娘聲音壓低:「那年孟昆去求李大人幫他舉薦,被李大人趕了出來,他會不會……」
「這怎麼可能?」
爹起身,負手而立。
「明日我去打聽打聽。」
娘放心不下:「我還聽人說,李大人一家的死法不像人為,你說孟昆這些年在幹嗎?」
我心裡有種說不出來的慌亂。
正想著呢,小狼突然跑進來咬著我往外拽。
「肯定出事了。」
我拿起法鞭、符籙和制妖袋。
爹娘要隨我同去,我怕有危險,攔住他們。
「我自己去就好,有事我就放鳴鏑。
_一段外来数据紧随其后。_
PR #2192, opened 2026-06-19
Add `-Clear` parameter to `Set-ADTShortcut` function.

### LINKED ISSUE #2177: [Feature] Allow Set-ADTShortcut to clear shortcut command line arguments

Set-ADTShortcut has the -Arguments option to modify the command line arguments for a shortcut; however, it does not allow an empty string to be provided as the value.

Developers have indicated that this is a safety feature ("having checks like this to validate the input typically leads to your code being better or more robust by throwing early rather than nuking a shortcut on 10,000 workstations before you realise you've got a problem").

Developers also suggested that a new option called something like -ClearArguments could be added to provide this functionality with less risk. Were this to be implemented, Set-ADTShortcut should probably throw an error if both the new option and -Arguments are specified together.

mjr4077au:
# Pull Request

## Description

It's been requested that the ability to clear a shortcut's properties be added to `Set-ADTShortcut`. From the backend's perspective, this is performed by sending `null` through to the `Arguments` property of a `ShellLinkFile` object.

Via this PR, I've implemented via via a `-ClearArguments` switch parameter. It's been suggested that `-Arguments` should be made to accept null, but there are several issues with this:

* The `Set-ADTShortcut` command has been around for [over 6 years](https://github.com/PSAppDeployToolkit/PSAppDeployToolkit/commit/c90873c1ae8c5b3e4f6405cf4b4f910c4901c2fe), and has always properly validated its input.
* Due to its longevity, callers will have come to expect that the function should properly validate it's inputs, such as referencing a missing key in a hashtable as a potential parameter value.
* I strongly feel any/all parameters that accept input should validate the input is not null or empty to ensure an integrator does not obliterate the arguments out of a shortcut. Mistakes happen, we're all human.
* The benefit of using a toolkit like PSAppDeployToolkit is that we provide such safeties and well thought out processes, in addition to our logging.
* On a technical level, it's not possible to pass `$null` through to a `[System.String]` variable in PowerShell. While the parameter could be set up with an `[AllowNull()]` decoration, the only way to pass a true null would be for the caller to specify `[NullString]::Value` as a value, with all other values being interpreted as an empty string. This is not intuitive and beyond the technical realm of most of our users who probably don't even know this static singleton class exists.
* Attempting to weaken the public contract further by making the parameter `[System.Object]` is also worse as while it would allow `$null` to be specified, it'll require more advanced checks, make intellisense via Visual Studio code less intuitive, and will compromise the help output in PowerShell and our website.

A convention I'd support as an alternative would be a `Clear-ADTShortcutProperty` function. This would be analogous with [`Clear-ItemProperty`](https://learn.microsoft.com/en-us/powershell/module/microsoft.powershell.management/clear-itemproperty?view=powershell-7.6) from PowerShell's builtin functionality and specifically exists to allow a strong contract on `Set-ItemProperty` while still providing the ability to specifically clear an item property if required.

Fixes: https://github.com/PSAppDeployToolkit/PSAppDeployToolkit/issues/2177.

## Type of change

## Checklist


michael-hollingsworth:
I'd prefer a `Set-ADTShortcut -Clear` parameter, kind of like what `Set-ADUser` has or the `Clear-ADTShortcutProperty` function you proposed in the description of this PR. That way, it could be used to clear the arguments, description, hotkey, etc. of a shortcut.

DanGough:
My major bugbear with `-ClearArguments` is that it only exposes one of the properties you'd potentially want to clear, and adding `-ClearDescription`, `-ClearHotKey`, etc would quickly become a mess.

We allow null inputs in Set-ADTIniValue and Set-ADTRegistryKey already (e.g. `Set-ADTRegistryKey -LiteralPath 'HKCU\Software\Test' -Name 'Test' -Value $null` works without having to resort to `''` or `[NullString]::Value`), as does Microsoft in Set-ItemProperty, so this would be the simplest approach.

」
小狼已經長到了能載著我跑的體格。
跑著跑著,我的心沉入谷底。
這是去學堂的路,是我怕被生人發現,特地選的隱蔽土路,少有人煙。
遠遠的,我看見院子裡一片漆黑。
這處宅院是狐狸賺了錢專門買的。
走到門口,我被什麼東西絆倒在地。
小狼趴在地上,想嗚咽卻發不出聲音。
我點燃燈芯,仔細看去。
是狐狸的屍體,被撕扯得四分五裂。
放眼望去,密密麻麻全是屍體。
零碎的,不成形的,難以辨認。
這座曾經大家共同守護的院子成了亂墳崗。
我跌跌撞撞跑進去,挨個查看,一個一個喊他們的名字,嗓子沙啞,似咳血。
誰能一次性殺死這麼多妖?
沒有人。
沒有人能做到。
在濃郁的血腥氣里,我只覺得天旋地轉。
身體終於反應過來,淚水奪眶而出。
我從嗓子裡擠出聲音:「誰……誰還活著?」
真正的死寂。
「砰——」
遠處,是慈家專屬的鳴鏑。
不是我放的,是爹娘。
我爬起來:「小狼,快回家!」
14
我的心高高懸起。
慈家風平浪靜,屋內還亮著燈。
跟離家的時候並無區別。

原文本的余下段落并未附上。